The article discusses a study conducted by researchers at the Centre for Microbiology and Environmental Systems Science (CeMESS) at the University of Vienna, which found that global warming increases the diversity of active soil bacteria. Traditionally, it was assumed that higher soil temperatures would accelerate microbial growth, leading to increased carbon release into the atmosphere. However, the study reveals that the increased carbon release is actually due to the activation of previously dormant bacteria.
Andreas Richter, the lead author of the study, highlights the significance of soil as Earth’s largest reservoir of organic carbon and emphasizes the role of microorganisms in the global carbon cycle. As temperatures rise due to climate change, microbial communities are expected to emit more carbon dioxide, thereby exacerbating climate change through a process known as soil carbon-climate feedback.
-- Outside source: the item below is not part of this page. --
PR #5353, opened 2023-05-24
Remove zipped event dump right after unzipping in s3-sync-unzip.hs

zeme-wana:
In an attempt to fix an 'out of disk space' error in script-evaluation-test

The researchers conducted their study in a subarctic grassland in Iceland that has experienced geothermal warming for over half a century, resulting in elevated soil temperatures. By employing advanced isotope probing techniques, they identified active bacterial taxa and compared their growth rates at ambient and elevated temperatures. Surprisingly, while soil warming increased microbial growth at the community level, the growth rates of microbes in warmer soils were similar to those at normal temperatures. The key difference lay in the bacterial diversity, with warmer soils harboring a more diverse array of active microbial taxa.
Christina Kaiser, an associate professor at the Centre, highlights the challenge of understanding the soil microbiome’s reaction to climate change, often considered a “black box” in climate modeling. However, this study provides valuable insights into microbial responses to warming, paving the way for more accurate predictions of microbial behavior and its impact on carbon cycling in future climate scenarios. Overall, the study underscores the importance of considering microbial diversity in understanding the dynamics of soil carbon in a changing climate.